Four years later the fully formed Hamilton hit Broadway, astonishing audiences with its hip-hop retelling of America’s no-longerundersung founding father, complete with an intentionally diverse cast, and Kail as its director. Before the original cast — including breakout stars Daveed Diggs and Anthony Ramos — faced their final curtain-call, Kail directed the filmed version of Hamilton, now streaming on Disney+, which he calls “a cinematic version of what it was like to be in the Richard Rodgers Theatre on three days in June 2016”.
Kail had form presenting theatrical experiences with a filmic sensibility, having directed Fox’s broadcast TV event Grease LIVE!. For Hamilton, he recorded two performances with live audiences from a multitude of angles, and shot one day on stage. “I’m as influenced by movie musicals as I am by live productions, so
I knew there was an opportunity to harness the energy in the theatre, but allow you to have proximity to performance that would be quite different,” he explains. “Here, everybody has the same seat.”
If Hamilton is technically Kail’s first movie, in the years since the 2016 shoot he’s moved further into the realm of film and TV. Last year saw the arrival of Fosse/verdon, the Emmywinning drama about legendary choregrapher Bob Fosse and Broadway dancer Gwen Verdon (“Even when I make a seven-hour limited series, it’s about the theatre”), with Kail executiveproducing and helming five episodes. Next, he’s bringing Fiddler On The Roof back to the big screen. “It’s my favourite musical,” he says. “The original movie is fantastic. I want to make something that can live alongside it, and exist as a version of the show as told cinematically that embraces our affection for the original film. ”
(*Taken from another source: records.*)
Issue #175, opened 2016-06-28
Radio receive - event queue jams due to unprotected queueDepth decrement


whs-che:
MicroBitRadio.cpp

Variable queueDepth is manipulated in the radio ISR , via queueRxBuf(), and by an idle thread. This can cause the queueDepth to decrement to 255 and hence break the max buffers detection logic. 

i.e. idle thread reads current value of queueDepth  -> interrupt routine gets in and successfully increments the count -> idle thread resumes and promptly overwrites the correct value. Since there are now "excess" packets in the queue, subsequent decrements drive the counter to 255. Since this is larger than MICROBIT_RADIO_MAXIMUM_RX_BUFFERS no more queuing can take place. 
A possible method of solution is shown below and appears to work and also encompasses the list manipulation just to be safe. Without more in-depth knowledge of the DAL I can't comment on potential side-effects with this fix. Is there a better way to serialise access here?

Failure on test system (7 microbits broadcasting at 100ms) occurs within 30mins. Current test with the fix is at 36 hours and still okay.

```
FrameBuffer* MicroBitRadio::recv()
{
    FrameBuffer *p = rxQueue;

    if (p)
    {
        NVIC_DisableIRQ(RADIO_IRQn);  // Added - protection from isr

        rxQueue = rxQueue->next;
        queueDepth--;

        NVIC_EnableIRQ(RADIO_IRQn); // Added - re-enable isr

    }

    return p;
}
```

jamesadevine:
@whs-che Great catch! 

That also looks like a suitable patch :smile:

Is there any way you could form this into a pull request?

finneyj:
Hi @whs-che

Yes, a classic race condition that sneaked in. Thanks for the diligent testing! 

Agree this is a suitable fix. Technically NVIC_DisableIRQ isn't always safe (if soft device is running, there's a n alternative wrapper function), but as Radio and SoftDevice are currently mutually exclusive, we're fine here I think.

Let's wrap it up in a Pull Request and merge it.

jamesadevine:
Fixed by PR #176

PR #176, opened 2016-06-30
Protection from ISR added to queueDepth counter (#175 )

whs-che:
MicroBitRadio.cpp

Variable queueDepth is manipulated in the radio ISR , via queueRxBuf(), and by an idle thread. This can cause the queueDepth to decrement to 255 and hence break the max buffers detection logic.

i.e. idle thread reads current value of queueDepth -> interrupt routine gets in and successfully increments the count -> idle thread resumes and promptly overwrites the correct value. Since there are now "excess" packets in the queue, subsequent decrements drive the counter to 255. Since this is larger than MICROBIT_RADIO_MAXIMUM_RX_BUFFERS no more queuing can take place. 
A possible method of solution is shown below and appears to work and also encompasses the list manipulation just to be safe. Without more in-depth knowledge of the DAL I can't comment on potential side-effects with this fix. Is there a better way to serialise access here?

Failure on test system (7 microbits broadcasting at 100ms) occurs within 30mins. Current test with the fix is at 36 hours and still okay.

```
FrameBuffer* MicroBitRadio::recv()
{
    FrameBuffer *p = rxQueue;

    if (p)
    {
        NVIC_DisableIRQ(RADIO_IRQn);  // Added - protection from isr

        rxQueue = rxQueue->next;
        queueDepth--;

        NVIC_EnableIRQ(RADIO_IRQn); // Added - re-enable isr

    }

    return p;
}
```

### DIFF
--- a/source/drivers/MicroBitRadio.cpp
+++ b/source/drivers/MicroBitRadio.cpp
@@ -452,8 +452,14 @@ FrameBuffer* MicroBitRadio::recv()
 
     if (p)
     {
+         // Protect shared resource from ISR activity
+        NVIC_DisableIRQ(RADIO_IRQn); 
+
         rxQueue = rxQueue->next;
         queueDepth--;
+
+        // Allow ISR access to shared resource
+        NVIC_EnableIRQ(RADIO_IRQn);
     }
 
     return p;


jamesadevine:
Thanks very much @whs-che ! :smile:

PR #207, opened 2016-08-30
Make sure there is only one empty string

mmoskal:
This makes sure we always re-use a single empty string instance. We were not doing that in some extreme circumstances


jamesadevine:
Ok, that was not so interesting... 😛

mmoskal:
Thanks!

PR #209, opened 2016-08-31
PWM Control characteristic added to IO Pin Service

bluetooth-mdw:
...and a typo fixed. No extra charge for that ;-)


bluetooth-mdw:
btw tested with an LED using the following data:

```
![image](https://cloud.githubusercontent.com/assets/8341666/18126738/84b131b8-6f74-11e6-904b-aa3aeaa1b5f4.png)

```

Not tested with a buzzer and varying frequency. Need someone else to do that.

Moving fluidly between theatre, film and TV, Kail is emblematic of the increasingly varied shapes musicals are taking. “There are so many incredible forms for musical storytelling to exist in,” he enthuses. “Think about Beyoncé’s Lemonade, or what the movie Chicago did 20 years ago. What I’m most interested in is finding the right medium for the message. I’m excited to see where musicals go, because they keep redefining themselves. I’ll be there — hopefully making it, but definitely buying tickets for it.” There’s a million things he hasn’t done — but just you wait.